5.              Termination.  (a) During the Employment Period, the employment of the Executive may be terminated at any time (i) by the Company with or without Cause (as defined in Section 5(b)(i) below); (ii) by the Executive with or without Good Reason (as defined in Section 5(b)(ii) below); or (iii) by the Company without Cause or by the Executive with Good Reason, in either case, within 12 months of a Change in Control (a “Double Trigger Termination”).  At any time after a Disability (as defined in Section 5(b)(iii) below) occurs, provided that the Board, upon advice of a medical doctor selected in accordance with Section 5(b)(iii) hereof, determines that the Executive remains incapable of performing his essential duties and responsibilities hereunder, subject to applicable legal requirements, the Company may terminate the Executive’s employment effective forthwith after giving notice to the Executive of such termination.

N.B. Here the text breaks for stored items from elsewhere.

Issue #585, opened 2020-06-28
rename `port_grpc`


hanxiao:
**Describe the feature**

`port_grpc` is used in REST Gateway as well, the name does not fit its purpose.

**Your proposal**

rename it to `port_expose`?

---

**Environment**

**Screenshots**

fhaase2:
I also recognized this. Another solution would be to add an additional parameter e.g. `port_rest`. However, for user its probably better to have only one param.

nan-wang:
When do we expect to deprecate `port_grpc`?

PR #598, opened 2020-06-29
feat: rename port grpc

fhaase2:
https://github.com/jina-ai/jina/issues/585
I added a depreciated warning in the parser


alexcg1:
Thanks for the PR @fhaase2 :smile:

hanxiao:
ok the reason of the failing is because we use `jina-devel` Docker image in some unit test (for docker support in Flow API). Your API change makes the current `jina-devel invalid, but a new `jina-devel` can only be built after PR is merged. Therefore, a deadlock.

I will break the deadlock by manually push `jina-devel` image.

btw, this is also a good indicator tells us this PR introduces a breaking change.

fhaase2:
Yes, i see, thanks @hanxiao . But why do we use the `devel` image from dockerhub in the unittest? This does not test the newest code introduced by PR... in the worst case this image is already pretty old. Should we also change it and use an image built from the PR code?

hanxiao:
That is one of the tech debts we have.

You are right, and a better solution would be: replacing `jina:devel` in the following code to `jinaai/jina:test-pip`
image

As you can see in `.github/workflows/ci.yml` L62, `jinaai/jina:test-pip` is built before the unit test.

fhaase2:
I will fix it in a different PR.

fhaase2:
> I will fix it in a different PR.

https://github.com/jina-ai/jina/pull/609

Issue #608, opened 2020-07-02
Use image built from PR in unittest


fhaase2:
**Describe your problem**

In unittests we use the `jinaai/jina:devel` image, which is pulled from dockerhub. This image does not contain the newest code changes of PR, and is therefore not suitable for the CI. We should change it to use `jinaai/jina:test-pip`

**What is your guess?**

---

**Environment**

**Screenshots**

PR #609, opened 2020-07-02
test: use image built from pr in tests

fhaase2:
Resolves https://github.com/jina-ai/jina/issues/608


nan-wang:
Great PR! Thanks for your contributions again! @fhaase2

hanxiao:
Perfect, I was going to tell you that `jina-devel` in Dockerfile blocked your previous commits this morning. But then was distracted by something else. Glad you figure that out! Nice!

JoanFM:
Regarding this, we should document, how to build a local docker image with this name so that these tests can be run in local by developers who may fear are breaking container-related functionality

PR #611, opened 2020-07-02
ci(unittest): allow test discovery from unittest

JoanFM:
Changing the CI command to execute unittests.


JoanFM:
Tests under executors.crafters.audio are failing due to the numba version in the system. librosa requires numba version==0.48 because from 0.50 and up it removes decorators which are needed. It would be important to know if there is another dependency for which we need numba library.

JoanFM:
Test executor.crafter.segmenter fails functionally

nan-wang:
> Tests under executors.crafters.audio are failing due to the numba version in the system. librosa requires numba version==0.48 because from 0.50 and up it removes decorators which are needed. It would be important to know if there is another dependency for which we need numba library.

`librosa` is only used in `executors.crafters.audio`.

nan-wang:
#612 solved in this issue.

PR #614, opened 2020-07-03
feat(executor): add on_gpu: auto

policeme:


policeme:
due to this situation, I think we can delete the on gpu in the [meta default](https://github.com/jina-ai/jina/blob/master/jina/resources/executors.metas.default.yml)

jina/executors/frameworks.py
```diff
@@ -25,11 +25,13 @@ def device(self):
             please use the environment variable `CUDA_VISIBLE_DEVICES`.
         """
         try:
+            import GPUtil
+            self.on_gpu = True if len(GPUtil.getGPUs()) > 0 else False
```
policeme, line 29: or change this line like this
```
if self.on_gpu:
     self.on_gpu = True if len(GPUtil.getGPUs()) > 0 else False
```

hanxiao: 1. `self.on_gpu = len(GPUtil.getGPUs())`
2. kinda waste to use a third party package just for detecting if GPU exist

hanxiao:
> due to this situation, I think we can delete the on gpu in the [meta default](https://github.com/jina-ai/jina/blob/master/jina/resources/executors.metas.default.yml)

no we can't

jina/executors/frameworks.py
policeme: 1. now there is no a better way to detect if GPU exist, so I use `GPUtil` to detect.
2. sorry about that, at the first commit, I tested in my GPU machine, I ignored this part. now I test in my MAC, it works
```
 def encode(self, data: 'np.ndarray', *args, **kwargs) -> 'np.ndarray':
        """

        :param data: a 1d array of string type in size `B`
        :return: an ndarray in size `B x D`
        """
        token_ids_batch = []
        mask_ids_batch = []
        for c_idx in range(data.shape[0]):
            token_ids = self.tokenizer.encode(
                data[c_idx], pad_to_max_length=True, max_length=self.max_length)
            mask_ids = [0 if t == self.tokenizer.pad_token_id else 1 for t in token_ids]
            token_ids_batch.append(token_ids)
            mask_ids_batch.append(mask_ids)
        token_ids_batch = self.array2tensor(token_ids_batch)
        mask_ids_batch = self.array2tensor(mask_ids_batch)
```
it will use `on_gpu` before set device.

policeme:
> > due to this situation, I think we can delete the on gpu in the [meta default](https://github.com/jina-ai/jina/blob/master/jina/resources/executors.metas.default.yml)
> 
> no we can't

1. follow this comment, I keep the setting of `on_gpu` in yaml file, so the user can choose it according their needs.
2. if set `on_gpu` is `True`, it will test if GPU exist, if existed, it will use GPU, otherwise, back to CPU . 
3. if set `on_gpu` is `False`, it always use CPU.

policeme:
> > > due to this situation, I think we can delete the on gpu in the [meta default](https://github.com/jina-ai/jina/blob/master/jina/resources/executors.metas.default.yml)
> > 
> > 
> > no we can't
> 
> 1. follow this comment, I keep the setting of `on_gpu` in yaml file, so the user can choose it according their needs.
> 2. if set `on_gpu` is `True`, it will test if GPU exist, if existed, it will use GPU, otherwise, back to CPU .
> 3. if set `on_gpu` is `False`, it always use CPU.

if this, should we change the default value to `True` in [meta default](https://github.com/jina-ai/jina/blob/master/jina/resources/executors.metas.default.yml), it will auto use GPU

jina/executors/frameworks.py
```diff
@@ -14,7 +14,9 @@ class BaseFrameworkExecutor(BaseExecutor):
 
     def __init__(self, model_name: str = None, *args, **kwargs):
         super().__init__(*args, **kwargs)
+        import GPUtil
         self.model_name = model_name
+        self.on_gpu = True if self.on_gpu and GPUtil.getGPUs() else False
```
hanxiao, line 19: again, redundant boolean logic
```suggestion
        self.on_gpu = self.on_gpu and GPUtil.getGPUs()
```

hanxiao:
im closing this PR as it has too many problems:
- not set gpu at the right place, misunderstanding on the class structure and pattern
- use third party package for detecting GPU, introduce extra dependency
- no error catching
- redundant boolean logic, poor code quality

I re-submit a new PR #617 , please refer to that.

PR #626, opened 2020-07-06
fix(encoders): fix mask prune creation

JoanFM:
**Issue link**
https://github.com/jina-ai/examples/issues/90

**Description**
Small indexing error when trying to create the prune mask if cls_pos is 'tail' as in the case of model xlnet-base-cased.

**Changes introduced**
Fix the indexing issue, add a couple of tests with the required model in the issue.
Identified another issue while running tests that some models do not implement _resize_token_embeddings_


nan-wang:
@hanxiao @JoanFM Wrapping all the models from transformers is quite error-prone because we haven’t tested all the models and the models are updated quite offen. What about including the classic models in jina core and leaving the rest in the jina hub?

JoanFM:
@nan-wang do you mean adding explicitly support only for the most common ones?

In this case, the problem was of code path coverage, but I guess that the combinations of features and paths can explode.

PR #1555, opened 2020-12-28
feat: document set dundermethod add and iadd

florian-hoenicke:


jina/types/sets/document.py
```diff
@@ -63,6 +63,19 @@ def __getitem__(self, item):
         else:
             raise IndexError(f'do not support this index {item}')
 
+    def __add__(self, other: 'DocumentSet'):
+        sum = DocumentSet([])
```
JoanFM, line 67: sum seems like a weird name?

hanxiao: shadowing built-in, better use other, e.g. `_tmp`, or simply `v`

florian-hoenicke: thanks changed

JoanFM (approved):

PR #1565, opened 2020-12-30
refactor(peas): avoid nested-try-exception to improve readability

nan-wang:
refactor(peas): avoid nested-try-exception to improve readability

### DIFF
--- a/jina/peapods/peas/__init__.py
+++ b/jina/peapods/peas/__init__.py
@@ -121,21 +121,29 @@ class BasePea(ExitStack):
 
         """
         try:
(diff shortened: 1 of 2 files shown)


JoanFM (approved):

hanxiao:
close as it is overridden by #1539 

also:
- i don't see the point of changing nest try to duplicate try-catch.
- also, this nested try-catch is temp solution, as https://jinaai.slack.com/archives/C018QC78L84/p1608653613005700?thread_ts=1608653438.004800&cid=C018QC78L84

PR #1566, opened 2020-12-30
refactor(tests): clean up codes in testing `hubapi`

nan-wang:
refactor(tests): clean up codes in testing `hubapi`


JoanFM (dismissed):

florian-hoenicke:
I think it is failing because the access.yml is not defined right?
We could create it before running `_fetch_access_token`

florian-hoenicke (changes requested):
I think it is failing because the access.yml is not defined right?
We could create it before running _fetch_access_token

tests/unit/docker/test_hubapi.py
```diff
@@ -52,9 +49,7 @@ def test_hubapi_list(mocker):
...
 
-@mock.patch('jina.docker.hubapi.JAML.load')
 def test_fetch_access_token(mocker):
-    token_string = json.dumps({'access_token':'dummy_token'})
-    token_json = json.loads(token_string)
-    mocker.return_value = token_json
-    _fetch_access_token(logger=getLogger())
\ No newline at end of file
+    target_val = 'dummy_token'
+    mocker.patch('jina.docker.hubapi.JAML.load', return_value={'access_token': target_val})
```
florian-hoenicke, line 54: we could insert to make sure the file exists credentials_file().touch()

florian-hoenicke (changes requested):

tests/unit/docker/test_hubapi.py
nan-wang: Do you mean to insert here? We've ensured the file exists. Anyway, touching an empty one doesn't make sense in this case. 

https://github.com/jina-ai/jina/blob/master/jina/docker/hubapi.py#L250

nan-wang: ok, I see your point.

Further, if the Board, upon advice of a medical doctor selected in accordance with Section 5(b)(iii) hereof, shall reasonably determine that the Executive has become physically or mentally incapable of performing his essential duties and responsibilities as provided in this Agreement and such incapacity is likely to last for a period of at least one hundred eighty (180) days from the onset of such incapacity, the Company may, at its discretion at any time thereafter while the Executive remains incapable of performing his material duties hereunder, and subject to applicable legal requirements, remove the Executive from his then position with the Company; provided, further, that if he returns to full time employment, with the permission of the Board, prior to the time he is determined to have incurred a Disability, he shall be restored to his position or positions with the Company.

 

(b)  For purposes of this Agreement,

 

(i) “Cause” shall mean: (A) the Executive’s conviction of, plea of nolo contendere to, or written admission of the commission of, a felony (B) any material breach by the Executive of Section 7 of this Agreement; (C) any act by the Executive involving moral turpitude, fraud or misrepresentation with respect to his duties for the Company or its affiliates, which materially and adversely affects the Company; or (D) gross negligence or willful misconduct on the part of the Executive in the performance of his duties as an employee, officer or member of the Company or its affiliates (that in only the case of gross negligence results in a material economic harm to the Company); provided, however, that the Company may not terminate the Executive’s employment under clauses (B), (C) or (D) unless the Company first gives the Executive notice of its intention to terminate and of the grounds for such termination within 90 days of such event, and in the case of a breach set forth in clause (B) above, the Executive either (X) has not, within 30 days following receipt of such notice, cured such Cause, or (Y) in the event such Cause cannot be cured within such 30-day period, has not taken all reasonable steps to cure such Cause.  No termination for Cause shall be effective unless the Board makes a Cause determination after notice to the Executive and the Executive has been provided with the opportunity (with counsel of his choice) to contest the determination at a meeting of the Board.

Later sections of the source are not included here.